…Место на трибуне уже занял Ольминский, давний последователь Владимира Ильича, один из старейших в этом зале. Нежно-розовая, не тронутая морщинами кожа усугубляла моложавость его лица, охваченного седой, без единого темного волоска, густой шевелюрой и вольно разросшейся столь же белой бородой.
Он, когда-то подписывавший свои статьи в большевистских газетах броским псевдонимом Галерка, теперь шутливой ноткой развеял торжественную серьезность собрания:
— Приглашение высказаться было, товарищи, для меня нечаянным, и первым чувством у меня был страх.
Шутка дошла — дошла, наверное, потому, что в ней содержалась и правда. Стенографистка условной закорючкой обозначила: смех. Вместе с другими засмеялся и Кауров.
А седовласый ветеран партии, участник множества политических драк, неизменно воевавший на стороне, как говорилось, твердокаменного большевизма, теперь, улыбаясь почти детской голубизны глазами, продолжал:
— У Владимира Ильича есть хорошие словечки. Например, хлюпкий интеллигент. Все мы, интеллигенты, действительно хлюпики, кроме товарища Ленина и некоторых других.
Каурову в тот миг подумалось: переборщил! Себя Платоныч к хлюпикам не причислял.
Тем временем оратор, отрекомендовавшийся — в шутку ли, всерьез ли? интеллигентом хлюпиком, проделал то, о чем позабыли и председатель, и докладчик, и все, кто уже выступил.

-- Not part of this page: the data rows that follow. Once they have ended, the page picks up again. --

PR #587, opened 2016-09-26
ctf fixes

pocak100:
Please see http://redeclipse.net/forum/viewtopic.php?f=4&t=1010 for context.

### Protect ctf
Commit 9f3d1f3c forgot to account for protect ctf, which has no goal flag.

### Multiple capture glitch
When a player is near a loose flag, the client keeps sending a N_TAKEAFFIN messages every frame. When the server sees the first one, it assigns the flag to the player. If said player is also at her home base, the server gives her a point and returns the flag to its base. Then, the next queued up N_TAKEAFFIN arrives, and the server thinks the player picked up the flag again, and immediately scores again...
This patch will make the server reject N_TAKEAFFIN from the same player for one second after a capture (for the same flag only).

### Flag reset change
There are two issues here.

One is that with at least two players, a flag dropped into deathmat resets back to base instead of where it was dropped from, as intended. That's because loose flags are reset when half of the connected clients (rounded down) send an N_RESETAFFIN message. The first reset puts the flag to where it was dropped from (`floorpos`). But then, immediately, the other half of the votes roll in, and the flag is sent to its base. Raising the required number of votes did not solve this issue, because for some reason the clients occasionally double vote for each flag, usually when multiple are dropped at the same time.

An unrelated problem (e.g. happens even in offline single player) is that if a player walk off a cliff and drops a flag in the abyss, it returns to the edge of the cliff. And if that edge happens to be sloped down towards the chasm, then the flag bounces right back down into the deep. Surely, some players would learn the spots where this is reliably doable (f.e. on *Darkness* next to the pusher), and abuse it.

To solve these, this patch makes flags freeze at the gound position where they are reset to. Since `floorpos` is always at ground level and reachable by players, there's no need to apply bouncy physics. Also, since they cannot move, they cannot get in deathmat, so further N_RESETAFFIN can be ignored.

The freezing is achieved by setting the `stuck` member to 1. Also, `spherecheck` had to be disabled for stuck flags, because it was moving them off of cliffs. I hope this doesn't break stuff.

### DIFF
--- a/src/game/capture.cpp
+++ b/src/game/capture.cpp
@@ -495,14 +495,19 @@ namespace capture
         capturestate::flag &f = st.flags[i];
         if(value > 0)
         {
-            affinityeffect(i, T_NEUTRAL, f.droploc, f.above, 3, "RESET");
+            affinityeffect(i, T_NEUTRAL, f.droploc, value == 2 ? pos : f.above, 3, "RESET");
             game::spawneffect(PART_SPARK, vec(f.pos()).add(vec(0, 0, enttype[AFFINITY].radius*0.45f)), enttype[AFFINITY].radius*0.25f, TEAM(f.team, colour), 1.5f);
             game::spawneffect(PART_SPARK, vec(f.pos()).add(vec(0, 0, enttype[AFFINITY].radius*0.45f)), enttype[AFFINITY].radius*0.25f, 0xFFFFFF, 1.5f);
             game::spawneffect(PART_SPARK, value == 2 ? pos : vec(f.spawnloc).add(vec(0, 0, enttype[AFFINITY].radius*0.45f)), enttype[AFFINITY].radius*0.25f, TEAM(f.team, colour), 1.5f);
             game::spawneffect(PART_SPARK, value == 2 ? pos : vec(f.spawnloc).add(vec(0, 0, enttype[AFFINITY].radius*0.45f)), enttype[AFFINITY].radius*0.25f, 0xFFFFFF, 1.5f);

— Тут говорили, — произнес Ольминский, — что Ленин великий организатор. Я, товарищи, внесу добавление. Да, Ленин великий организатор с помощью Надежды Константиновны, своего самого…
Загремевшие отовсюду хлопки прервали речь. Все, не жалея ладоней, аплодировали. Слышались возгласы: "Надежду Константиновну в президиум!», «Надежда Константиновна, встаньте, покажитесь!» Но она, опустив голову — Кауров со сцены мог видеть ее темно-русые волосы, разделенные неглубокой бороздкой пробора, не очень приглаженные и сегодня, приметил и запылавшие, не совсем скрытые прической, ее уши, — она, опустив голову, по-прежнему сидела в седьмом или восьмом ряду. Поверх белой свежей блузки был, одет обыденный, что и на работе служил Крупской, темный, в полоску сарафан. На коленях лежали нервно сцепленные руки, давненько утратившие молодую плавность очертаний: уже пролегли выпуклости вен, угловато выдавались косточки у основания худощавых, не помилованных морщинками пальцев.
Наперекор шуму Ольминский пытался сказать что-то еще о жене Ленина:
— Самый близкий, самый верный ему человек…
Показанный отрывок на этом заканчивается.